High-Power Generation for mm-Wave 5G Power Amplifiers in Deep Submicrometer Planar and FinFET Bulk CMOS

A review is presented of the key techniques for high-power, high-efficiency millimeter-Wave (mm-Wave) 5G power amplifier (PA) design in deep submicrometer planar and FinFET bulk CMOS processes. The work utilizes a distributed unit cell-based layout technique for neutralized differential pairs and stacking transistors in bulk CMOS. This article also proposes a prediction of saturated output power (P-sat) and its corresponding maximized power-added efficiency (PAE) at 39 GHz for three candidate power combined architectures of three-stage PAs with two supporting prototype PAs fabricated in 16-nm FinFET and 28-nm planar bulk CMOS processes.

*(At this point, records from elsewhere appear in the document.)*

PR #1904, opened 2021-05-25
Link to flutter docs if using Flutter

### LINKED ISSUE #1903: Clip enum documentation page 404 not found
When I click on `Open library docs` for Flutter `Clip enum`, it goes to https://api.dart.dev/stable/2.13.1/dart-ui/dart-ui-library.html which is a 404.
image

parlough:
If the user is using Flutter at all, we will instead use the Flutter API docs(https://api.flutter.dev/) which also include the `dart:` libraries. This enables linking to the pre-existing SDK libraries in addition to `dart:ui`. 

On top of that, if the library is one of those exported as `package:flutter/`, we will link to its library docs if available.

Fixes #1903

### DIFF
--- a/lib/documentation.dart
+++ b/lib/documentation.dart
@@ -114,7 +114,7 @@ class DocHandler {
     var hasDartdoc = info['dartdoc'] != null;
     var isVariable = kind.contains('variable');
 
-    var apiLink = libraryName == null ? '' : _dartApiLink(libraryName);
+    var apiLink = _dartApiLink(libraryName);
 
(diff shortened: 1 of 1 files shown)


johnpryan (approved):

domesticmouse:
@johnpryan I suspect you need to disable your Dart dev CI as it looks like it is b0rked. I've disabled dev on Dart Services for a similar reason.

domesticmouse:
Thanks @parlough!

PR #1905, opened 2021-05-25
Add back external icon class implemenetation

parlough:
At some point this class was removed, I've added back a modified implementation of it. 

image


johnpryan (approved):
thanks!

PR #1919, opened 2021-06-13
Add new embed mode (Flutter UI output)

### LINKED ISSUE #1234: Add an alternate, "just output" UI mode to the embed for displaying Flutter UI

mzdm:
This is a continuation of https://github.com/dart-lang/dart-pad/pull/1761 by @tc, which I used as a starting point. 
It adds a new embed mode with Flutter UI output only, with a new button "Show code" which hides the UI output and shows the code.

Fixes #1234


mzdm:
Preview

https://user-images.githubusercontent.com/67197047/121809723-3bf77f80-cc5e-11eb-9c11-c22643324659.mp4

lib/embed.dart
```diff
@@ -825,6 +848,45 @@ class Embed extends EditorUi {
...
+  void _toggleCodeInput() {
+    var editorAndConsoleContainer =
+        querySelector('#editor-and-console-container');
+    var webOutput = querySelector('#web-output');
+
+    var isEditorHidden = editorAndConsoleContainer.hidden;
+
+    if (isEditorHidden) {
+      // show code input, hide UI output
+      editorCodeInputTabButton.text = 'Hide code';
```
mzdm, line 860: minor bug: it hides the `code` icon when the state changes

lib/embed.dart
```diff
@@ -825,6 +848,45 @@ class Embed extends EditorUi {
...
+      editorAndConsoleContainer.removeAttribute('hidden');
+      webOutput.setAttribute('hidden', '');
+      _updateShowcase(isEditorVisible: true);
+
+      // run format to force to display the code & show caret in the editor
+      _format();
```
mzdm, line 866: a "hacky" way to show the code when toggled, without `_format();` it does not display the code immediately, only after clicking into the editor window (plus it does not show caret).

tc:
@mzdm thanks so much for helping carry this to the finish line :)

tc:
@googlebot I consent

softmarshmallow:
Love it

mzdm:
@RedBrogdon @johnpryan any thoughts about this approach?

lib/embed.dart
mzdm: seems like that this workaround is not working now, hmm

mzdm:
@RedBrogdon @johnpryan here's diff between `embed-flutter.html` and `embed-flutter_showcase.html` files, for easier review https://www.diffchecker.com/5gvkMz4N

johnpryan:
This looks great overall, thanks for creating a PR.  Here are some things that we should look at before we merge:

- We should keep the toolbar the same, rather than moving buttons into the footer
- The toolbar should be use $light-secondary-background-color (`#f7f7f7`)
- the loading indicator is displayed above the Flutter app, maybe it should be moved to the lower section? Normally it is displayed above the toolbar.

The single-stage two-stack 16-nm FinFET PA generates a P-sat of 18.3 dBm from a 1.8-V supply at 39 GHz with a drain efficiency (DE) of 35.5%. The three-stage 28-nm PA incorporates a two-stack output stage with a balanced and compact 4-to-1 series-parallel combiner and achieves a P-sat of 26 dBm using a 2.2-V supply, PAE of 26.6%, and high average power measurements with singlecarrier and 5G new radio orthogonal frequency-division multiplexing modulations with competitive efficiencies. Long-term reliability measurements are performed using aging acceleration techniques to demonstrate the robustness of both prototypes. The competitive power and efficiency results, supported with reliability measurements, show that bulk CMOS can achieve performance comparable to SOI CMOS for generating high power at mm-Wave frequencies.